◆ DESCRIPTION OF THE TASK:
For the listing below, output exactly the lines from the line with "Added showDelay to OverlayPanel." up to and including the line with "can't we use jquery's delay method here?", and no other lines.

◆ PROVIDED DATA:
PR #1917, opened 2016-11-22
#1915 Evaluate navigation rule parameter value. All values as MyFaces

AndrewShwaika:
Iterate all parameter values.

Sorry for removing white spaces on empty lines


tandraschko:
Looks good but it would be great if you could make the util methods protected and non-static

Rapster:
Use Java Convention: do not add an open bracket on a new line but following method signature

Rapster:
Don't worry about the white spaces, I'd say it's a good thing ;)

Issue #1947, opened 2016-12-02
Show delay for OverlayPanel


androidominus:
Hi

I would to ask if in the next releases of PrimeFaces you can add a show delay for OverlayPanel.

This is just to avoid a nasty user experience in case of several overlaypanels targeting close components (like buttons in table rows). 
If you pass over the targets fast the overlay panels will appear about in the same time.

To work around this I just overrided the show function of the widget adding a delay.

I think it is very simple to you to add a property delay as well as tooltip.

Thank you

Giovanni

Rapster:
It looks like you already figured how to do it. Feel free to provide a PR

tandraschko:
@androidominus The PR looks fine, however it would be great to provide a sample, so that i can retest your changes.

androidominus:
@tandraschko Thomas what kind of sample do you need? Should be a minimal war containing just the usage of the new attribute or what? Thank you

tandraschko:
A small xhtml with the new attribute + attached to a button or something is enough :)

androidominus:
Should be enough.

`<p:graphicImage id="img" name="/demo/images/images.png" style="cursor:pointer" title="Show Delay" />
<p:overlayPanel  for="img" showEffect="blind" hideEffect="explode" showEvent="mouseover" hideEvent="mousedown"
                   showCloseIcon="true" showDelay="1000">
	<p:graphicImage name="/demo/images/nature/nature2.jpg" width="300" />
</p:overlayPanel>`

PR #1948, opened 2016-12-04
Added showDelay to OverlayPanel.

androidominus:
I did just few modification to the original code to consider the new parameter showDelay.
This parameter is optional and if setted show the overlay panel after the delay in milliseconds.


Rapster:
See #1947

tandraschko:
can't we use jquery's delay method here?

androidominus:
I don't think so...
This method doesn't allow to cancel the delay and the clearTimeout function is necessary to prevent the show event in case of a rapid transition on target.

PR #1952, opened 2016-12-05
Fix Issue # 1944(Image Cropper throws java.awt.image.RasterFormatException: negative or zero width, when cropper is deselected)

FastainCS09:
p:imageCropper throws exception when the image is deselected.
For this i have added a check in function in 
**@Class ImageCropperRenderer** 
@Method  **getConvertedValue**

add these two lines ,where i check the width and height are not equals to zero.

  if((w==0)&&(h==0)){
            return null;
        }


tandraschko:
please apply our formatting (you miss empty spaces)

Rapster:
Use same condition as in Raster constructor, e.g:
```java
if (width <= 0 || height <= 0) {
    throw new RasterFormatException("negative or zero " + ((width <= 0) ? "width" : "height"));
}
```

you'll return null instead ;)

FastainCS09:
Thanks ,I have formatted the code as suggested above.The last commit is with formatted changes. :+1:

PR #1962, opened 2016-12-10
jQuery.fn.size() is deprecated; use the .length property as of Jquery 1.8+

melloware:
As reported by the JQuery 1.x migrate tool size() should be .length as of 1.8+.  This will help ease the eventual transition to JQ 3.0.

◆ EXERCISE SOLUTION:
Added showDelay to OverlayPanel.

androidominus:
I did just few modification to the original code to consider the new parameter showDelay.
This parameter is optional and if setted show the overlay panel after the delay in milliseconds.


Rapster:
See #1947

tandraschko:
can't we use jquery's delay method here?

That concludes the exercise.